**Activity:**
The output should be all lines of the entries below in which the word "passed" occurs.

Stored data:
• • • • • • •
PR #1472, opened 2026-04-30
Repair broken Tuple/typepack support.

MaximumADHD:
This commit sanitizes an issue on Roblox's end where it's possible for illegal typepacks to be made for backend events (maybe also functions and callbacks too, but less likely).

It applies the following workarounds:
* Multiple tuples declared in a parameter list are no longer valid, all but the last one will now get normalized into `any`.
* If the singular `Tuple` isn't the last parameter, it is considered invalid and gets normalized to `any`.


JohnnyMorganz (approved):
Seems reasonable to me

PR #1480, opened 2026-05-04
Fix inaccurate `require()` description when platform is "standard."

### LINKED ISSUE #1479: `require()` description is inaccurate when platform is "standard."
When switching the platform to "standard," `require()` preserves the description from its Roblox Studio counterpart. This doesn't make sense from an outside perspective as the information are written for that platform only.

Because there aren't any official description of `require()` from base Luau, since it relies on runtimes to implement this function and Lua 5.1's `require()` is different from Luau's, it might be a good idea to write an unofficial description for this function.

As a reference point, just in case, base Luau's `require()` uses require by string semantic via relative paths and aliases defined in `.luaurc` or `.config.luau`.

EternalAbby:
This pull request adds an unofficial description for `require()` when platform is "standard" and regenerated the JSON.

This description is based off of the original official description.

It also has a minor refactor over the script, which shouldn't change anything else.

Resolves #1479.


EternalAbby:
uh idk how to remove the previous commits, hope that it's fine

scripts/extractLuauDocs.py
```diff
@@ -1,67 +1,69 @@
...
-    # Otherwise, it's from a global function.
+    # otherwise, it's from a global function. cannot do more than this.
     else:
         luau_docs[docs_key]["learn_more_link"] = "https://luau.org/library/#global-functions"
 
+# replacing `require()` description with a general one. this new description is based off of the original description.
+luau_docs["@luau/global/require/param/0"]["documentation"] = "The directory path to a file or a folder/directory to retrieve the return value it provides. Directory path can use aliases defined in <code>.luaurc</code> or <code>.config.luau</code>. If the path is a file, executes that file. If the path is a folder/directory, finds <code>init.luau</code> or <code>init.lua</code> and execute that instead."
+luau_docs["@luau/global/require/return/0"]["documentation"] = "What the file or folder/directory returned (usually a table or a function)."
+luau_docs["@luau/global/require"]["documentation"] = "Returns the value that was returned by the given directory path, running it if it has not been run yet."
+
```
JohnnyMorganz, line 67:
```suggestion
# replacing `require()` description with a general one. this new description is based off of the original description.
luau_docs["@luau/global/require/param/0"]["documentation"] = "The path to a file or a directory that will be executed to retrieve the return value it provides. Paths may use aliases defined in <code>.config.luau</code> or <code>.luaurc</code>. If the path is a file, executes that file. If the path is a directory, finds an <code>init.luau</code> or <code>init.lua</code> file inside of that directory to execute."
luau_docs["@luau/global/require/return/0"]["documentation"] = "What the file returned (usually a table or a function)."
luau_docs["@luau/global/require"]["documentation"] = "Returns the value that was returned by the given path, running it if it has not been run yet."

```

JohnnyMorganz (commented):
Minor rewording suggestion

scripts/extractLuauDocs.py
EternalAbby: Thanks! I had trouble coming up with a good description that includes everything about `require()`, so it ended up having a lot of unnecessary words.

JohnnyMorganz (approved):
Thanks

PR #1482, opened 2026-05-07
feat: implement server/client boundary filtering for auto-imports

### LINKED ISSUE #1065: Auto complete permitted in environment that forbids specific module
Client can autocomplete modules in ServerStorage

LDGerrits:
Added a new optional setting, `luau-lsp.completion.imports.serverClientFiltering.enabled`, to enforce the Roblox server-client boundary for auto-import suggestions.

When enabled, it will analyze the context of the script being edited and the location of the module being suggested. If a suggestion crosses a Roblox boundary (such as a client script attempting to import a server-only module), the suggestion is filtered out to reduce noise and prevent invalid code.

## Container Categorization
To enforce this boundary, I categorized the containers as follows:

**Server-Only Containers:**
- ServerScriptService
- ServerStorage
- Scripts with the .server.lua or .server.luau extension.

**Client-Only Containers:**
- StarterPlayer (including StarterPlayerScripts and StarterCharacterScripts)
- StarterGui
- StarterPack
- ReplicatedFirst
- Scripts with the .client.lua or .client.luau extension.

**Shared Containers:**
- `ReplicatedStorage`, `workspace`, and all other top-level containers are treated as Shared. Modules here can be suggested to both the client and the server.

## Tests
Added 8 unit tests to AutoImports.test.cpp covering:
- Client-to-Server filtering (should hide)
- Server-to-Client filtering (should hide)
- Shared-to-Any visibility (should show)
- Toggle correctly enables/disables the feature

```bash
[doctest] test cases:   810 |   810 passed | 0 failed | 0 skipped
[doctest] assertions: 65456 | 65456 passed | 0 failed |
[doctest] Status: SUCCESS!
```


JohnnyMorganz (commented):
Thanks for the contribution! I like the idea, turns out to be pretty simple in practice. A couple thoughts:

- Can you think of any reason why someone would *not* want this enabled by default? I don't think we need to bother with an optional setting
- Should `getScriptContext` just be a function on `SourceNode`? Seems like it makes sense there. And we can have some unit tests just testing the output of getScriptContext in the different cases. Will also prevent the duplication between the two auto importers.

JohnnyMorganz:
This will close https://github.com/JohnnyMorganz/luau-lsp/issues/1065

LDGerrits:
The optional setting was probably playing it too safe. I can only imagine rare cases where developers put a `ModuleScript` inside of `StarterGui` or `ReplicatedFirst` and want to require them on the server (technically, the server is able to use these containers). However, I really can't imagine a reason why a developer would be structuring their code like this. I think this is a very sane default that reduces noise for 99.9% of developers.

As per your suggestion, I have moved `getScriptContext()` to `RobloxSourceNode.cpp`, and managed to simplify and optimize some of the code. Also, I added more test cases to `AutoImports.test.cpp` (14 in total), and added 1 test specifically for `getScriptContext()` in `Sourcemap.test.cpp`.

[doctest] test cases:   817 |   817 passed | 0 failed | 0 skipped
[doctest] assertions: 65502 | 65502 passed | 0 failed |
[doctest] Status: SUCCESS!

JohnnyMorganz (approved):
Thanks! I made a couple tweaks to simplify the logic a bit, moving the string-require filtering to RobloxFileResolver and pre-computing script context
• • • • • • •
**Written reply:**
[doctest] test cases:   810 |   810 passed | 0 failed | 0 skipped
[doctest] assertions: 65456 | 65456 passed | 0 failed |
[doctest] test cases:   817 |   817 passed | 0 failed | 0 skipped
[doctest] assertions: 65502 | 65502 passed | 0 failed |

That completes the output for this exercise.